The rack-compatible Emfasys system utilizes Enfabrica’s ACF-S SuperNIC, which features a 3.2 Tb/s (400 GB/s) throughput. This system connects DDR5 memory with CXL capabilities, enabling 4-way and 8-way GPU servers to access the memory pool through standard 400G or 800G Ethernet ports. The connection relies on Remote Direct Memory Access (RDMA) over Ethernet, facilitating seamless integration with existing AI server infrastructure.
Data transfer between GPU servers and the Emfasys memory pool leverages RDMA, allowing for zero-copy, low-latency memory access (measured in microseconds) without CPU intervention, utilizing the CXL.mem protocol. Access to the Emfasys memory pool requires memory-tiering software, provided by Enfabrica, which manages transfer delays and other related issues. This software is designed to function within existing hardware and OS environments, building upon established RDMA interfaces to simplify deployment without necessitating major architectural modifications.
Enfabrica’s Emfasys is specifically tailored to address the increasing memory demands of modern AI applications, particularly those involving long prompts, large context windows, or multiple agents. These applications place significant strain on GPU-attached HBM, which is both limited in capacity and expensive. By employing an external memory pool, data center operators gain the flexibility to expand the memory capacity of individual AI servers, making it a suitable solution for these challenging scenarios.
By adopting the Emfasys memory pool, AI server operators can enhance efficiency through improved utilization of compute resources, reduced wastage of expensive GPU memory, and overall reduction in infrastructure costs.

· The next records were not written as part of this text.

PR #217, opened 2018-05-30
flake8-docstrings

Nickolaim:
Bring checks for flake8-docstrings; fix the code.

### DIFF
--- a/.travis.yml
+++ b/.travis.yml
@@ -10,6 +10,7 @@ python:
 install:
   - pip install nose coverage argparse python-dateutil docutils pyparsing
   - pip install flake8 flake8-blind-except flake8-builtins flake8-class-newline flake8-comprehensions flake8-deprecated
+  - pip install flake8-docstrings
 # command to run tests
 script:
   - nosetests -s --tests test
--- a/.travis.yml
+++ b/.travis.yml
@@ -9,8 +9,7 @@ python:
 # command to install dependencies
 install:
   - pip install nose coverage argparse python-dateutil docutils pyparsing
-  - pip install flake8 flake8-blind-except flake8-builtins flake8-class-newline flake8-comprehensions flake8-deprecated
-  - pip install flake8-docstrings
+  - pip install flake8 flake8-blind-except flake8-builtins flake8-class-newline flake8-comprehensions flake8-deprecated flake8-docstrings
 # command to run tests
 script:
   - nosetests -s --tests test
--- a/src/catkin_pkg/cmake.py
+++ b/src/catkin_pkg/cmake.py
@@ -47,7 +47,7 @@ def get_metapackage_cmake_template_path():
     return os.path.join(os.path.dirname(__file__), rel_path)
 
 
-def configure_file(template_file, environment):  # noqa: ignore=D402
+def configure_file(template_file, environment):  # noqa: D402
     """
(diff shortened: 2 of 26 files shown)


src/catkin_pkg/cmake.py
```diff
@@ -38,33 +38,33 @@
...
+    """
     rel_path = os.path.join('templates', 'metapackage.cmake.in')
     return os.path.join(os.path.dirname(__file__), rel_path)
 
 
 def configure_file(template_file, environment):
-    '''
-    Evaluate a .in template file used in CMake with configure_file().
+    """
+    Evaluate a .in template file used in CMake with configure_string().
```
dirk-thomas: Can you please explain why you change this?

.travis.yml
```diff
@@ -10,6 +10,7 @@ python:
 install:
   - pip install nose coverage argparse python-dateutil docutils pyparsing
   - pip install flake8 flake8-blind-except flake8-builtins flake8-class-newline flake8-comprehensions flake8-deprecated
+  - pip install flake8-docstrings
```
dirk-thomas: Please insert this package into the previous line which already installs all flake8 plugins.

Nickolaim: Done.  Please note that I plan to add 2 more packages, and the line will be even longer.

src/catkin_pkg/cmake.py
Nickolaim: The original comment triggered `D402 First line should not be the function's "signature"` issue.

The description  does not make sense to me - _`configure_file()` is doing `Evaluate .. with configure_file()`_.

Here is the function body:
```
    with open(template_file, 'r') as f:
        template = f.read()
        return configure_string(template, environment)
```

I assumed that there is a typo in the original comment, and replaced `configure_file()` with `configure_string()`.

The alternative is to revert the change and to suppress D402.

dirk-thomas: This Python function has the same functionality as CMakes `configure_file` function. So the comment should stay as is and the warning can be suppressed.

Nickolaim: Fixed. 
Note - the suppression says 'Ignore only D402'; in reality, all issues in the function definition and the comment are suppressed. I was not able to find a way to suppress the issue for the comment only.

Nickolaim:
Anything else that needs to be addressed in this PR?

src/catkin_pkg/cmake.py
```diff
@@ -38,17 +38,17 @@
...
     :returns: ``str`` location of the metapackage CMakeLists.txt CMake template
-    '''
+    """
     rel_path = os.path.join('templates', 'metapackage.cmake.in')
     return os.path.join(os.path.dirname(__file__), rel_path)
 
 
-def configure_file(template_file, environment):
-    '''
+def configure_file(template_file, environment):  # noqa: ignore=D402
```
dirk-thomas: The reason why this comment suppresses all warnings is the way it is written. Please use `# noqa: D402` to only suppress that specific warning. That style ensures that other warnings are not suppressed.

Nickolaim: Fixed.  

There are some other incorrectly suppressed warnings in this project, I will address them in a separate PR.

dirk-thomas:
Thank you for your effort on improving the style!

PR #323, opened 2022-01-25
Declare test dependencies in [test] extra

cottsay:
Formally declaring the test dependencies somewhere is a good idea, and allows tools like `colcon` to discover them.

['extras_require']['test'] is where we put these dependencies in colcon itself, but there doesn't appear to be a strong consensus among the packaging community regarding where to list these, and many options aren't compatible with python 2, which is still supported in this package. This option seems to meet all of our needs.

Also make the 'mock' dependency conditional, now that this package supports using unittest.mock.

### DIFF
--- a/.github/workflows/ci.yaml
+++ b/.github/workflows/ci.yaml
@@ -27,8 +27,7 @@ jobs:
           python-version: ${{matrix.python}}
       - name: Install dependencies
         run: |
-          python -m pip install argparse coverage docutils mock nose pyparsing python-dateutil
-          python -m pip install flake8 flake8-blind-except flake8-builtins flake8-class-newline flake8-comprehensions flake8-deprecated flake8-docstrings flake8-import-order flake8-quotes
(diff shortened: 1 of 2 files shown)


nuclearsandwich:
> ['extras_require']['test'] is where we put these dependencies in colcon itself, but there doesn't appear to be a string consensus among the packaging community regarding where to list these, and many options aren't compatible with python 2, which is still supported in this package.

Presumably the proposed `['extras_require']['test']` is compatible as our test on Ubuntu 18.04 with python 2.7 succeed with this PR?

cottsay:
> Presumably the proposed `['extras_require']['test']` is compatible as our test on Ubuntu 18.04 with python 2.7 succeed with this PR?

Indeed it is. I also tested it specifically with the system's python interpreter and setuptools package in Bionic, and it seems to work just fine.

nuclearsandwich (approved):

PR #325, opened 2022-02-16
Enable Python 3.10 tests, bump actions/setup-python

cottsay:


nuclearsandwich (approved):
I find the lack of an upstream changelog for actions/setup-python pretty frustrating since I'd like to know what changes are in v2 compared to v1 but since the configuration works as-is I don't see a reason to block on that.

PR #326, opened 2022-03-02
Use only first line of description in distutils setup generation

cottsay:
This is an alternative to #316 that uses only the first line of the package description in the Python distutils setup rather than converting line breaks to spaces.

I'd like to hear feedback on which approach is preferable.

### DIFF
--- a/src/catkin_pkg/python_setup.py
+++ b/src/catkin_pkg/python_setup.py
@@ -99,13 +99,13 @@ def generate_distutils_setup(package_xml_path=os.path.curdir, **kwargs):
     elif package.urls:
         data['url'] = package.urls[0].url
 
-    description = package.description.splitlines()[0]
+    description = package.plaintext_description.splitlines()[0]
     if len(description) > 200:
         description = description[:197] + '...'
 
     data['description'] = description
-    if description != package.description:
-        data['long_description'] = package.description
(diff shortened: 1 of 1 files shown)


nuclearsandwich (approved):
I prefer this approach compared with both #316 and the base branch implementation. It has a much better chance of producing an intelligible description within the restrictions of the setuptools description format.

I wonder if it's worth adding any kind of style convention to the package creation documentation espousing the `Subject line\n\nLong description\n` pattern but it shouldn't block this PR.

cottsay:
Depends on #329

cottsay:
Okay, this is looking pretty good. For example:
Before:
```
Summary: The actionlib stack provides a standardized interface for     interfacing with preemptable tasks. Examples of this include moving     the base to a target location, performing a laser scan and retu...
```
After:
```
Summary: The actionlib stack provides a standardized interface for interfacing with preemptable tasks. Examples of this include moving the base to a target location, performing a laser scan and returning th...
```

Dropping a `<br/>` after the first sentence makes this even better:
```
Summary: The actionlib stack provides a standardized interface for interfacing with preemptable tasks.
```

nuclearsandwich (approved):
Updating my approval to the version of this based on the plaintext_description attribute.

Enfabrica claims that this configuration can decrease the cost per AI-generated token by up to 50% in high-turn and long-context scenarios. Furthermore, token generation tasks can be distributed more evenly across servers, mitigating potential bottlenecks.
“AI inference has a memory bandwidth-scaling problem and a memory margin-stacking problem,” said Rochan Sankar, CEO of Enfabrica. “As inference gets more agentic versus conversational, more retentive versus forgetful, the current ways of scaling memory access won’t hold. We built Emfasys to create an elastic, rack-scale AI memory fabric and solve these challenges in a way that has not been done before. Customers are excited to partner with us to build a far more scalable memory movement architecture for their GenAI workloads and drive even better token economics.”
The Emfasys AI memory fabric system and the 3.2 Tb/s ACF SuperNIC chip are currently undergoing evaluation and testing by select customers. The timeline for general availability remains unclear.
Enfabrica is an advisory member of the Ultra Ethernet Consortium (UEC) and contributes to the Ultra Accelerator Link (UALink) Consortium.